In a blog post, Meta — which owns Facebook, Instagram and WhatsApp — said it had “quickly established a special operations centre staffed with experts, including fluent Hebrew and Arabic speakers,” and that it is working with third-party fact-checkers in the region “to debunk false claims”.
X, formerly known as Twitter, did not respond to a request for comment.
REAL-WORLD HARMS
Failures of content moderation are not limited to the decades-long Israel-Palestine conflict.
UN human rights investigators said in 2018 that the use of Facebook had played a key role in spreading hate speech that fuelled violence against the ethnic Rohingya community in Myanmar in 2017.
Rohingya refugees in 2021 sued Meta for $150 billion over allegations that the company’s failures to police content, and its platform’s design contributed to the real-world violence.
Meta has acknowledged being “too slow” to act in Myanmar.
Last year, a lawsuit against Meta filed in Kenya accused the platform of allowing violent and hateful posts from Ethiopia on Facebook, and its recommendation systems of amplifying violent posts that inflamed the Ethiopian civil war.
The company has faced similar accusations related to violence in Sri Lanka, India, Indonesia and Cambodia.

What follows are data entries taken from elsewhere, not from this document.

PR #294, opened 2023-02-07
NFV-22745: introduce new file resource and add cloudInitFileId in device resource to support Aviatrix vendor

rling-equinix:
In Dec release, we onboarded Aviatrix as our new vendor. It requires the customer to upload cloud init file and do some basic file processing from the file. Hence, new file upload API is introduced to handle such file processing and this new file type. Also, in the device creation flow, new field cloudInitFileId is introduced for the given file. Noted that this new file API can also handle other file type. The processType field is used to identify different file types. More details can be found in the public API documentation.

This PR introduces new file resource as discussed in https://github.com/equinix/terraform-provider-equinix/pull/287. It allows customer to upload such cloud init file through file resource and apply that file uuid to the device resource's cloud_init_file_id field in terraform script. For example:
```hcl
variable "filepath" { default = "cloudInitFileFolder/TF-AVX-cloud-init-file.txt" }

resource "equinix_network_file" "aviatrix-cloudinit-file" {
  file_name = "TF-AVX-cloud-init-file.txt"
  content = file("${path.module}/${var.filepath}")
  metro_code = data.equinix_network_account.sv.metro_code
  device_type_code = "AVIATRIX_EDGE"
  process_type = "CLOUD_INIT"
  self_managed = true
  byol = true
}

resource "equinix_network_device" "aviatrix-single" {
  # ... other resource properties
  cloud_init_file_id = equinix_network_file.aviatrix-cloudinit-file.uuid
}
```
License_file_id has also been updated to support similar use cases. 
README file has been updated accordingly to reflect the changes. Two new device type (C8KV router and Aviatrix) scripts have been provided as well for reference.

Besides, since we no longer support Equinix managed device any more and encourage customers to use BYOL license mode, the default value for self-managed and byol field in the file resource has been set to be both true.

reference: [NE API Documentation](https://developer.equinix.com/docs?page=/dev-docs/ne/overview)


rling-equinix:
go.mod and go.sum needs to be updated after https://github.com/equinix/ne-go/pull/19 (go client) is merged.

docs/resources/equinix_network_device.md
```diff
@@ -163,7 +234,9 @@ The `secondary_device` block supports the following arguments:
 * `hostname` - (Optional) Secondary device hostname.
 * `license_token` - (Optional) License Token can be provided for some device types o the device.
 * `license_file` - (Optional) Path to the license file that will be uploaded and applied on a
-secondary device. Applicable for some devices types in BYOL licensing mode.
+secondary device. Applicable for some device types in BYOL licensing mode.
+* `license_file_id` - (Optional) Identifier of a license file that will be applied on a secondary device.
```
ctreatma, line 238: Should a customer be able to specify both `license_file` and `license_file_id`?  If not, we should call that out here in the docs.

docs/resources/equinix_network_file.md
```diff
@@ -0,0 +1,54 @@
...
+## Argument Reference
+
+The following arguments are supported:
+
+* `file_name` - (Required) File name.
+* `content` - (Required) Uploaded file content, expected to be a UTF-8 encoded string.
+* `metro_code` - (Required) File upload location metro code. It should match the device location metro code.
+* `type_code` - (Required) Device type code.
+* `process_type` - (Required) File process type (LICENSE or CLOUD_INIT).
+* `self_managed` - (Optional) Boolean value that determines device management mode, i.e.,
```
ctreatma, line 34: I think the default is `false` for `self_managed`.  I'd recommend specifying the mapping (`true` for self-managed, `false` for Equinix managed).

docs/resources/equinix_network_device.md
rling-equinix: README docs have been updated to reflect that.

docs/resources/equinix_network_file.md
rling-equinix: Mapping is already defined in the code. Docs here mention that it's a boolean value. As discussed, to avoid confusion with the device resource, both self_managed and byol has been marked as required fields. No default will be provided. They are all boolean value similar to what we have in device resource.

ctreatma (approved):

The surge in disinformation during the current Israel-Hamas conflict underscores that “platforms do not have the right systems in place,” said Sabhanaz Rashid Diya, former head of policy at Meta for Bangladesh.
“The historical underinvestment in specific parts of the world and specific languages is now being tested in this crisis,” said Diya, founding board director of Tech Global Institute, a think-tank.
“Some of the challenges we’re seeing around the information ecosystem are consequences of not building capacity; these are consequences of automated systems, staffing issues; not having sufficient fact-checkers in these markets; not having policies that are contextualised for local regions,” she added.
WHACK-A-MOLE
The Arab Centre for Social Media Advancement, or 7amleh, has documented more than half a million instances in Hebrew of hate speech and incitement to violence against Palestinians and their supporters.
There is also an over 50-fold increase in the absolute volume of anti-Semitic comments on YouTube videos, the Institute for Strategic Dialogue in London said in a report this week.
State-affiliated accounts of Iran, Russia and China are also spreading disinformation and hate speech on Facebook and X, it said, adding that it could contribute to “polarisation and deepening mistrust towards democratic institutions and the media.”
Reports of anti-Semitic and Islamophobic incidents have surged worldwide, including assaults, vandalism and the fatal stabbing of a 6-year-old Palestinian boy in the US.
They are a result of the hate speech online, said Marc Owen Jones, who researches disinformation in the Middle East.
“Much of the disinformation is violent, graphic and highly emotive — designed to provoke polarisation and turn people against each other,” said Jones, an associate professor at Hamad bin Khalifa University in Qatar.
It is “driving a sense of righteousness and tribalism that contributes to violence, as we’ve seen as far away as Dagestan and Illinois. The upshot is dire,” said Jones.
Yet despite heated conversations around the need for better content moderation, trust and safety is “resource-intensive, meaning that tackling the issue is a challenge for any platform,” said Yu-Lan Scholliers, head of product at Checkstep, a UK-based content moderation services firm.
With easy access to AI, “it’s now much easier to generate real-looking but fake content — requiring more advanced detection mechanisms,” said Scholliers, who previously worked in Meta’s product data science team.
But even if platforms invested heavily in their trust and safety teams, the main challenge “is and will be adversarial behaviour — users always find more and more creative ways to avoid detection,” she said.
“It is a whack-a-mole that can never be fully solved.”